For benefits derived from employer contributions, participants in ERISA-governed DB plans must be (i) 100% vested after 5 years of service, or (ii) 20% vested after 3 years of service, and an additional 20% vested for each year of service thereafter until the employee is 100% vested after 7 years of service. DB plans may provide for faster vesting, but most do not.

Participants in ERISA-governed DC plans, on the other hand, must be (i) 100% vested in their accrued pension benefit derived from employer contributions after 3 years of service, or (ii) 20% vested after 2 years of service, and an additional 20% vested for each year of service thereafter until the employee is 100% vested after 6 years of service. In addition, participants must be 100% vested in benefits derived from employer contributions when they reach "normal retirement age." Many DC plans provide for faster vesting of benefits derived from employer contributions.

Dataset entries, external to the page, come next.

PR #986, opened 2023-09-27
Change default EdgeCluster name

GraysonWu:


website/docs/r/dhcp_server_ip_pool.html.markdown
```diff
@@ -14,7 +14,7 @@ Provides a resource to configure IP Pool for logical DHCP server on NSX-T manage
 
 ```hcl
 data "nsxt_edge_cluster" "edgecluster" {
-  display_name = "edgecluster1"
+  display_name = "EDGECLUSTER1"
```
annakhm, line 17: can we use the env variable here and below?

ksamoray:
In the new topologies which I deploy with Terraform, the names are actually lowercased :)
If we want to use uppercase naming, I'll change that as well.

salv-orlando:
These are not NSX defaults, but rather default settings for the process used to deploy NSX. As @ksamoray mentioned, we will shortly start using topologies deployed via Terraform and defaulting to lower case names.

Also, any NSX user should be able to run these tests on their own topology and have a different name for the edge cluster to use in tests.
If the above makes sense, perhaps these constants should become variables that are read from a config file.

As this might take time for the time being can use two values depending on backend NSX version?

ksamoray:
@salv-orlando these values are just default names which are used in the testing environments, the CI sets these with environment vars and I already changed the topology to use uppercase values as the GM testing deployments use.

website/docs/r/dhcp_server_ip_pool.html.markdown
salv-orlando: Let's just not make any change to the doc file. It's not relevant to this PR

website/docs/r/logical_dhcp_server.html.markdown
```diff
@@ -14,7 +14,7 @@ Provides a resource to configure logical DHCP server on NSX-T manager
 
 ```hcl
 data "nsxt_edge_cluster" "edgecluster" {
-  display_name = "edgecluster1"
+  display_name = "EDGECLUSTER1"
```
salv-orlando, line 17: as above

website/docs/r/dhcp_server_ip_pool.html.markdown
GraysonWu: Changed back.

website/docs/r/logical_dhcp_server.html.markdown
GraysonWu: Done.

nsxt/utils_test.go
```diff
@@ -27,7 +27,8 @@ import (
 // Default names or prefixed of NSX backend existing objects used in the acceptance tests.
 // Those defaults can be overridden using environment parameters
 const tier0RouterDefaultName string = "PLR-1 LogicalRouterTier0"
-const edgeClusterDefaultName string = "edgecluster1"
+const edgeClusterDefaultName string = "EDGECLUSTER1"
+const computeCollectionDefaultName string = "Cluster-1"
```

Lastly, employees are always 100% vested in accrued pension benefits derived from their OWN contributions.

Disputes sometimes arise as to whether a participant has the requisite years of service to be vested. The genesis of the dispute often stems from whether the participant has sufficient hours of service to count as a year of service. Under ERISA, participants must be credited with a year of service once they have completed 1,000 hours of service in any 12-consecutive month period designated by the plan. Plans may, however, credit participants who have worked less than 1000 hours in a 12-month period with a year of service. Therefore, it is important to review the plan, as well as the participant's payroll records, to determine whether the participant's service has been properly credited.

REAL-LIFE EXAMPLE: A few years ago, I was contacted by a nurse who was a participant in a DB pension plan sponsored by a local hospital. The nurse told me she had worked for the hospital for 20 years, but was denied a pension on the ground that she never acquired enough service to become vested. Upon further inquiry, I learned that the nurse had worked part time the entire 20 years, averaging approximately 950 hours of service each year. Unfortunately for her, the plan required 1000 hours of service in a calendar year in order to be credited with a year of vesting service. Partial year vesting was not offered under the plan. Because the nurse never acquired a year of service under either the plan or ERISA, she never became vested in her pension. Stated otherwise, the plan administrator lawfully denied her request for a pension under the plan.

Pension vesting rules become much more complex where a participant separates from service before becoming vested, but later returns to work. If you have been denied a pension on "break-in-service" grounds (or any other lack of vesting grounds), it is best to consult an experienced pension lawyer to check things out and see whether you were given accurate information.